Markov chain Monte Carlo
|
Markov chain Monte Carlo (MCMC) methods, sometimes called random walk Monte Carlo methods, are a class of algorithms for sampling from probability distributions based on constructing a Markov chain that has the desired distribution as its stationary distribution. The state of the chain after a large number of steps is then used as a sample from the desired distribution. The quality of the sample improves as a function of the number of steps.
Usually it is not hard to construct a Markov Chain with the desired properties. The more difficult problem is to determine how many steps are needed to converge to the stationary distribution within an acceptable error. A good chain will have rapid mixing---the stationary distribution is reached quickly starting from an arbitrary position. Tools for proving rapid mixing include arguments based on conductance and the coupling method.
Typical use of MCMC sampling can only approximate the target distribution, as there is always some residual effect of the starting position. More sophisticated MCMC-based algorithms such as coupling from the past can produce exact samples, at the cost of additional computation and an unbounded (though finite on average) running time.
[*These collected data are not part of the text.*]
PR #15978, opened 2026-08-17
normilize-hyperconverged-version

DanielOsypenko:
Fix HCO version mapping for OCP 5.x by normalizing 5.0 to 4.23 equivalent

## Summary by CodeRabbit

- **Bug Fixes**
  - Improved version matching for Hyperconverged deployments across supported OpenShift Container Platform release formats.
  - Added support for incomplete version values and equivalent version notation, helping ensure the correct corresponding release is selected.
  - Improved compatibility when working with newer minor release numbers.

### DIFF
--- a/ocs_ci/deployment/hyperconverged.py
+++ b/ocs_ci/deployment/hyperconverged.py
@@ -191,6 +191,26 @@ class HyperConverged:
         HyperConverged.create_hyperconverged_instance(self)
 
 
+def _normalize_ocp_version(ocp_version: str) -> semantic_version.Version:
+    """
+    Parse an OCP version string and normalize OCP 5.x to the 4.x equivalent.
+
+    OCP 5.0 is equivalent to OCP 4.23, so 5.x maps to 4.(23 + x).
+
+    Args:
+        ocp_version: OCP version as a string (e.g., "4.18", "5.0.0-0.nightly-...")
+    Returns:
+        semantic_version.Version normalized to the 4.x series
+    """
+    if not semantic_version.validate(ocp_version):
+        ocp_version += ".0"
+    ocp_semver = semantic_version.Version(ocp_version)
+    if ocp_semver.major >= 5:
+        normalized_minor = 23 + (ocp_semver.major - 5) * 23 + ocp_semver.minor
+        ocp_semver = semantic_version.Version(f"4.{normalized_minor}.0")
+    return ocp_semver
+
+
 def get_hyperconverged_corresponding_version(ocp_version: str) -> str:
     """
     Given an OCP version, return the corresponding Hyperconverged version.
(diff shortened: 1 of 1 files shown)


fbalak (approved):

dahorak (approved):

DanielOsypenko:
the PR is succesfully creates expected tag that matches the OCP supportability.
Although the job failed to deploy healthy hyperconverged - operator is in CLBO. 
AI Analysis is saying about bug of the latest build of  `1.19.0-unstable`
I propose to merge this PR and if necessary to go with older version (Fallback version) or with CNV for some time until problem will be resolved.  

https://url.corp.redhat.com/3d2f857

RCA from AI:
```
  1. Why did it fail? (the simple version)

  The KubeVirt/CNV operator crashes the instant it starts, so it never finishes installing. Your test waits 10 minutes for the virt-operator pods to appear, they never do, and the job fails with a timeout.

  The chain:
  HCO operator starts → reads its config (the HyperConverged CR)
     → can't understand the "featureGates" field → exits immediately
     → CrashLoopBackOff → never creates virt-operator (0/2)
     → ocs-ci waits 600s → TimeoutExpiredError → job FAILURE

  The exact reason it can't understand its config, proven on the cluster:
  - The CRD (schema) says featureGates is an object of on/off flags, and even fills in a default one:
  {"decentralizedLiveMigration":true, "declarativeHotplugVolumes":true, ...}
  - The operator binary in the same image rejects that object:
  cannot unmarshal object into Go struct field spec.featureGates of type HyperConvergedFeatureGates

  So the operator's own schema (CRD) and its own program (binary) disagree about what featureGates should look like. The image is internally inconsistent.

  ---
  2. Is it a hyperconverged (CNV) bug?
  
  Yes. This is an upstream CNV/HCO bug in this specific image:
  quay.io/kubevirt/hyperconverged-cluster-index:1.19.0-unstable
  The -unstable tag is a floating, in-development community build. In today's snapshot, the CRD and the operator binary are out of sync on the featureGates type (mid-migration, one side updated and the other
  not). It has nothing to do with: 
  - ODF/storage (not installed yet at this phase — expected),
  - TechPreviewNoUpgrade (a separate, cluster-level setting),
  - anything ocs-ci sets (your HyperConverged CR is bare — it doesn't set featureGates at all; the bad default comes from the operator's own CRD).

  ---
  3. Is it fixable?

  Yes, but the real fix is on the CNV side, not yours. Options:

  - Wait / retry — because it's the floating -unstable build, a later snapshot with a matching CRD+binary will just start working with no code change.
  - Pin a known-good version — instead of always using {version}.0-unstable, point the catalog image at a stable/released CNV index (or a specific unstable digest known to work). This makes deployments
  reproducible instead of "whatever unstable is today."
  - You cannot fix it by editing the CR — the broken default is injected by the operator's CRD, not by you.

  ---
  4. Is your PR working properly?
  
  Yes — your PR's logic did exactly what it's supposed to. I traced it:

  - PR 15978 = "normilize-hyperconverged-version", changes ocs_ci/deployment/hyperconverged.py.
  - Its version mapping (HCO major = OCP major − 3, HCO minor = OCP minor − 4) correctly turned OCP 4.23 → HCO 1.19, and built the image hyperconverged-cluster-index:1.19.0-unstable. ✅
  - The deployment steps all ran in order: namespace → operator group → catalog source → subscription → CR → wait for virt-operator. ✅

  Your code picked the right version and deployed it correctly. It then died on a broken upstream image, which your PR has no control over.

  One caveat worth considering: your PR always targets the -unstable floating tag. That means your deployments are at the mercy of whatever community build exists that day — exactly like this failure. If the
  goal of "normalize the version" is stable, reproducible deployments, you may want to pin to a released/GA CNV index (or a fixed digest) rather than -unstable. That's an improvement to consider, not a bug in
  what you wrote.

  ---
  TL;DR

  Not your bug, not a storage bug, not TPNU. It's a broken community 1.19.0-unstable CNV image whose CRD and operator binary disagree about featureGates. Your PR correctly computed and deployed HCO 1.19 for OCP
  4.23; it just landed on a bad build. Re-run later or pin a known-good CNV version.
  ```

The most common application of these algorithms is numerically calculating multi-dimensional integrals. In these methods, an ensemble of "walkers" moves around randomly. At each point where the walker steps, the integrand value at that point is counted towards the integral. The walker then may make a number of tentative steps around the area, looking for a place with reasonably high contribution to the integral to move into next. Random walk methods are a kind of random simulation or Monte Carlo method. However, whereas the random samples of the integrand used in a conventional Monte Carlo integration are statistically independent, those used in MCMC are correlated. A Markov chain is constructed in such a way as to have the integrand as its equilibrium distribution. Surprisingly, this is often easy to do.
Overview
These Markov chain Monte Carlo methods are ones where the direction the walker is likely to move depends only on where the walker is, and what the function value is in the area. These methods are easy to implement and analyse, but unfortunately it can take a long time for the walker to explore all of the space. The walker will often double back and cover ground already covered. This problem is called "slow mixing".
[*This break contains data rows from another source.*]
PR #16000, opened 2026-08-19
Fixes to stabalize logging with lokistack

posharma1:
## Summary by CodeRabbit

- **Improvements**
  - Updated LokiStack deployments to use the extra-small configuration.
  - Improved logging deployment checks when PVC availability varies or resources already exist.
  - Enhanced handling when required logging packages are unavailable.
  - Improved polling for generated configuration resources until required values are available.
  - Enhanced log validation retries and error messages when no results are returned.
  - Added clearer reporting for unavailable logging data and configuration resources.

### DIFF
--- a/ocs_ci/utility/deployment_openshift_logging.py
+++ b/ocs_ci/utility/deployment_openshift_logging.py
@@ -381,9 +381,11 @@ def create_clusterlogforwarder(yaml_file, skip_resource_exists=False):
     try:
         clf_obj.create(yaml_file=yaml_file)
     except CommandFailed as e:
-        if "AlreadyExists" in str(e) and skip_resource_exists:
-            logger.warning("clusterlogforwader already exists")
-            return True
+        if "AlreadyExists" in str(e):
+            logger.warning(
+                "clusterlogforwarder already exists, skipping creation "
+                "and continuing with pod/PVC verification"
+            )
         else:
             raise
 
--- a/ocs_ci/utility/deployment_openshift_logging.py
+++ b/ocs_ci/utility/deployment_openshift_logging.py
@@ -10,7 +10,11 @@ import pytest
 
 from ocs_ci.ocs import constants, ocp
 from ocs_ci.utility import templating
-from ocs_ci.ocs.exceptions import CommandFailed, ResourceNotFoundError
+from ocs_ci.ocs.exceptions import (
+    CommandFailed,
+    ConfigMapDataNotAvailable,
+    ResourceNotFoundError,
+)
 from ocs_ci.helpers import helpers
 from ocs_ci.utility import deployment_openshift_logging as ocp_logging_obj
 from ocs_ci.utility.utils import (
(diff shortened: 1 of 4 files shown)


ocs_ci/utility/deployment_openshift_logging.py
```diff
@@ -360,7 +366,6 @@ def setup_sa_permissions():
     exec_cmd(cmd)
 
 
-@retry(CommandFailed, tries=5, delay=60, backoff=2)
```
PrasadDesala, line 363: why is the retry removed?

ocs_ci/utility/deployment_openshift_logging.py
```diff
@@ -549,6 +556,19 @@ def install_logging(skip_resource_exists=False):
...
+        package_manifest = PackageManifest(
+            resource_name="cluster-logging",
+            selector="catalog=redhat-operators",
+        )
+        package_manifest.get()  # Verify it exists
+    except ResourceNotFoundError:
+        pytest.skip(
+            "cluster-logging operator not available in catalog. "
+            "Skipping openshift-logging tests."
+        )
```
PrasadDesala, line 570: pytest.skip() called inside a utility module (deployment_openshift_logging.py), please skip it in the test or fixture

ocs_ci/utility/deployment_openshift_logging.py
```diff
@@ -605,23 +625,37 @@ def install_logging(skip_resource_exists=False):
...
+        resource_name=constants.OBJECT_BUCKET_CLAIM,
+    ):
+        data = (cm or {}).get("data", {})
+        if data.get("BUCKET_NAME") and data.get("BUCKET_HOST"):
+            cm_dict = cm
+            break
+    if cm_dict is None:
+        raise ConfigMapDataNotAvailable(
+            f"ConfigMap {constants.OBJECT_BUCKET_CLAIM} exists but "
+            "BUCKET_NAME and BUCKET_HOST were not populated within the timeout"
```
PrasadDesala, line 657: will it be ever called? TimeoutSampler raises TimeoutExpiredError on exhaustion, it never exits the for loop silently

ocs_ci/utility/deployment_openshift_logging.py
```diff
@@ -404,7 +411,7 @@ def create_clusterlogforwarder(yaml_file, skip_resource_exists=False):
     )
     pvc_status = pvc_obj.wait_for_resource(
         condition=constants.STATUS_BOUND,
-        resource_count=nodes_in_cluster,
+        selector="app.kubernetes.io/instance=logging-loki",
```
PrasadDesala, line 414: how many pvc do we expect to run bound state here?

you have dropped esource_count entirely, using a selector without resource_count means wait_for_resource will return True as soon as any PVC matching the selector is Bound. If provisioning is partial for eg 1 of 3 PVCs Bound, the check passes prematurely.

ocs_ci/utility/deployment_openshift_logging.py
PrasadDesala: Logging should be available by default and it is not an optional one in the packages. I think we can even remove it

dgaikwad:
Apart from the Prasad's Comments it looks good to me.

More sophisticated algorithms use some method of preventing the walker from doubling back. For example, in "self avoiding walk" or SAW routines, the walker remembers where it has been before (at least for a few steps), and avoids stepping on those locations again. These algorithms are harder to implement, but may exhibit faster convergence (i.e. fewer steps for an accurate result). Various statistical problems can occur — for example, what happens when a walker paints itself into a corner?
Multi-dimensional integrals often arise in Bayesian statistics and computational physics, so random walk Monte Carlo methods are widely used in those fields.
Random walk algorithms
- Adaptive rejection sampling: A variant of rejection sampling that modifies the proposal density on the fly.
- Metropolis-Hastings algorithm: Generates a random walk using a proposal density and a method for rejecting proposed moves.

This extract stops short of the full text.